PR #1512, opened 2019-04-14
Remove package private helpers in JsonElement & JsonPrimitive

Degubi:
-Remove documentation & code for "getAsBooleanWrapper" in JsonElement.
-Remove uses of "getAsBooleanWrapper" in JsonPrimitive.
-Inline "getAsBooleanWrapper" into methods where it was used.

-Not breaking backwards compatibility, because the methods were package private.


inder123:
👍

PR #1513, opened 2019-04-15
Add static methods to JsonParser

Degubi:
-Add static parser method alternatives to JsonParser.class.
-Mark the default constructor of JsonParser as deprecated.
-Point of this pr is to stop forcing people to create a JsonParser instance per parsing.
-People usually store a JsonParser instance as a global somewhere in their projects, and call the parser methods on that instance. With this pr, all these globals could be removed.
-No deprecations or warnings on parser method calls, single deprecation warning on JsonParser constructor.
-No breaking changes, the old solution works just like before.
-Fixed all tests to use the new static methods.

### DIFF
--- a/gson/src/main/java/com/google/gson/JsonParser.java
+++ b/gson/src/main/java/com/google/gson/JsonParser.java
@@ -32,7 +32,13 @@ import com.google.gson.stream.MalformedJsonException;
  * @since 1.3
  */
 public final class JsonParser {
-
+	
+  /**
+   * @deprecated No need to instantiate this class, use the static parser methods instead.
+   */
+  @Deprecated
+  public JsonParser() {}
+  
   /**
    * Parses the specified JSON string into a parse tree
    *
@@ -41,10 +47,10 @@ public final class JsonParser {
    * @throws JsonParseException if the specified text is not valid JSON
    * @since 1.3
    */
-  public JsonElement parse(String json) throws JsonSyntaxException {
-    return parse(new StringReader(json));
+  public static JsonElement parseString(String json) throws JsonSyntaxException {
+    return parseReader(new StringReader(json));
   }
-
+  
   /**
    * Parses the specified JSON string into a parse tree
    *
@@ -53,10 +59,10 @@ public final class JsonParser {
    * @throws JsonParseException if the specified text is not valid JSON
    * @since 1.3
    */
-  public JsonElement parse(Reader json) throws JsonIOException, JsonSyntaxException {
+  public static JsonElement parseReader(Reader reader) throws JsonIOException, JsonSyntaxException {
     try {
-      JsonReader jsonReader = new JsonReader(json);
-      JsonElement element = parse(jsonReader);
+      JsonReader jsonReader = new JsonReader(reader);
+      JsonElement element = parseReader(jsonReader);
       if (!element.isJsonNull() && jsonReader.peek() != JsonToken.END_DOCUMENT) {
         throw new JsonSyntaxException("Did not consume the entire document.");
       }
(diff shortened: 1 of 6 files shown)


JakeWharton:
Merged as c5a3f21fbad3828deba1deb88168e1f76829f807. Thanks!

inder123:
Do we really need new static methods @JakeWharton 
We could instead just provide a singleton instance. 
That would have aligned a little better with the existing design.

JakeWharton:
The existing design was the problem though. These methods are stateless and should never have been instance methods.

inder123:
@JakeWharton Yes, it can be argued that way. A counter-argument will be that making them instance-methods allowed for more testability. 

In general, my philosophy is to NOT try to fix APIs unless they are really bad, or the alternate is substantially better. 

This didn't pass that test. In fact, we have made it worse for the developers as now they will be confused on whether to use static method or the instance method.

Please consider reverting this change. Thanks.

JakeWharton:
More testability how? Static stateless methods are far easier to test than instance methods.

The deprecation makes it clear which to use.

inder123:
Better testability by allowing fake JsonParser, instead of having to mock static methods.

Regarding deprecations: I don't like deprecations much for stylistic changes. If it was a bad bug or broken interface, deprecation is acceptable. 
Gson has had a philosophy of keeping a minimal stable API. Every change has to fight to get in. 
Please help us keep it that way.

JakeWharton:
Except you never need a fake JsonParser because it's stateless so that argument doesn't work.

Sure I'll help keep it stable. Consider me retired from Gson.

inder123:
@JakeWharton It will be a big loss for Gson if you retire. So, I certainly wouldn't want that. Let's talk off-line. 

I don't have a strong use-case. Best I can come up with is a from a Gson user's perspective:
Think of a user who is writing a Java test for code that uses JsonParser. That user may want to install a different JsonParser than may be transforms input before processing.

JakeWharton:
The type was already final so you couldn't replace its functionality in any way. If you need parsing behavior that you can be configured then you would have already needed to build your own abstraction (like `Function<String, JsonElement>`) where one of them can be backed by this type (using `new JsonParser()::parse` or the new `JsonParser::parseString`).

inder123:
@JakeWharton If need be, we can lift the final from the class. That is a much smaller change than new methods. 

Overall, this is a solution in search of a problem.

JakeWharton:
No! That would be so much worse! Gson isn't your abstraction. It's an
implementation.

This change is how good API's are designed. Stateless wherever possible.

inder123:
@JakeWharton I agree with generally designing APIs to be stateless.
We possibly have an inferior design in JsonParser. However, I remain unconvinced that this feature addition is good. I prefer our APIs to be small and solve a burning problem. This doesn't achieve either.

gson/src/main/java/com/google/gson/JsonParser.java
```diff
@@ -69,25 +75,46 @@ public JsonElement parse(Reader json) throws JsonIOException, JsonSyntaxExceptio
...
+  
+  /**
+   * @see JsonReader.parseString
+   */
+  public JsonElement parse(String json) throws JsonSyntaxException {
+    return parseString(json);
+  }
+
+  /**
+   * @see JsonReader.parseReader
```
Marcono1234: Doesn't this and the other `@see JsonReader.parseReader` have to include the parameters since there are two methods with this name?

Also, shouldn't it be a hash (`#`)  sign: `@see #parseReader(Reader)`? ([javadoc](https://docs.oracle.com/javase/8/docs/technotes/tools/windows/javadoc.html#CHDDIEDI))

PR #1516, opened 2019-04-21
Add nextValue() to JsonReader.

jamesrmtwigg:
Also add tests for nextValue().
[google-CLA.txt](https://github.com/google/gson/files/3100733/google-CLA.txt)

### DIFF
--- a/gson/src/main/java/com/google/gson/stream/JsonReader.java
+++ b/gson/src/main/java/com/google/gson/stream/JsonReader.java
@@ -1221,44 +1221,108 @@ public class JsonReader implements Closeable {
   }
 
   /**
-   * Skips the next value recursively. If it is an object or array, all nested
+   * <p>Reads the next value recursively and returns the JSON value as a String.
+   * This method is intended for use when the JSON token stream contains a 
+   * value for which deserialization must be deferred.</p>
+   * 
+   * <p>Prefer {@link #skipValue()} when the value would not be used as it is
+   * faster.</p>
+   * @return The next value in the JSON input. Not {@code null} but possibly
+   * {@code "null"}. Not {@code ""} but possibly {@code "\"\""}. Any escape 
+   * sequences in {@link com.google.gson.stream.JsonToken.STRING String} values
+   * are converted and whitespace is removed.
+   * @see #skipValue()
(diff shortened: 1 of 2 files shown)


jamesrmtwigg:
An alternative solution to #1453. When values must be deserialized in a particular order, this added method can be used to save portions of the input for later.

inder123:
@swankjesse Can you review this please? 
Seems like an OK addition to me.

jamesrmtwigg:
@swankjesse Thanks for the feedback. I can resolve the first two issues. Would you accept "nextRawJSONValue()" for the method name?

For the third issue, `JsonReader.buffer` is only 1024 chars and it looks like it's filled with portions of the stream as it's read. If the next value is a medium to large array or object it could easily be larger than the buffer so I can't just take a slice. I assume this is why `skipValue()` similarly walks the tree rather than just advancing the stream. I can however keep a local buffer.

In this case I would take the policy of blindly copying the input stream until I find the end of the current value. I would only throw on unbalanced '{}' and '[]' tokens. The intention here is to enable deferring deserialization until later in case the key order matters, so I expect this input would get passed back to the very same Gson instance. The caller could of course do something else, but that's on them. They asked for "raw" JSON to deserialize themselves, so that's what they get.

swankjesse:
Yeah, might not be worth the complexity.

gson/src/main/java/com/google/gson/stream/JsonReader.java
```diff
@@ -1221,44 +1294,92 @@ public void close() throws IOException {
...
+  }
+  
+  /**
+   * <p>Skips the next value recursively. If it is an object or array, all nested
    * elements are skipped. This method is intended for use when the JSON token
-   * stream contains unrecognized or unhandled values.
+   * stream contains unrecognized or unhandled values.</p>
+   * 
+   * <p>Faster than {@link #nextValue()}.</p>
+   * @see #nextValue()
```
Marcono1234: Should these link to `nextRawJSONValue()`?

jamesrmtwigg: Yes you are correct. I'll fix that, thanks.

PR #1527, opened 2019-05-05
update proguard to fix R8 compatibility issue

faridfor:
[described here](https://r8.googlesource.com/r8/+/refs/heads/master/compatibility-faq.md#member-in-a-data-object-is-always)


faridfor:
I signed it! :)

PR #1534, opened 2019-05-16
Refactor CostructorConstructor to be stateless

Degubi:
- Remove ConstructorConstructor.java constructor, make all methods static
- Remove CostructorConstructor field from gson, pass the instanceCreator map to adapters
- Remove ReflectionAccessor fields, no need to store them in fields, avoids loading some classes when not used(Reflection classes)


inder123:
why is this preferred over existing implementation @Degubi ?

Degubi:
> why is this preferred over existing implementation @Degubi ?

-Remove some unnecessary constructors and state.
-Avoid loading some classes.
Nothing special, just to remove some unnecessary code bloat.

PR #1546, opened 2019-07-01
Keep `TypeAdapter`s from being stripped

hqzxzwb:
`TypeAdapter` implementations used in JsonAdapter annotation sometimes are never instantiated explicitly without reflection, causing R8 to strip their instance methods.


hqzxzwb:
I signed it!

hqzxzwb:
Do I need to do anything more for this getting reviewed?

PR #1548, opened 2019-07-11
JsonReader nextFloat support

LiozM:
in order to slightly optimize the performance of GSON JsonReader, I have added nextFloat function to skip converting into a double


LiozM:
I signed the form, is there anything else needed for this to be reviewed?

PR #1574, opened 2019-09-06
Add BUILD files for Bazel

Yannic:


Marcono1234:
I assume similar to the reasons mentioned in https://github.com/google/gson/pull/2150#issuecomment-1194435204 this won't be added because it would make maintenance more difficult.

eamonnmcmanus:
Indeed, the cited comment in #2150 applies here too.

■ ■ ■ ■

## Problem to work on
Take from the listing above each line that contains the string "addition".

## Solved exercise
We possibly have an inferior design in JsonParser. However, I remain unconvinced that this feature addition is good. I prefer our APIs to be small and solve a burning problem. This doesn't achieve either.
Seems like an OK addition to me.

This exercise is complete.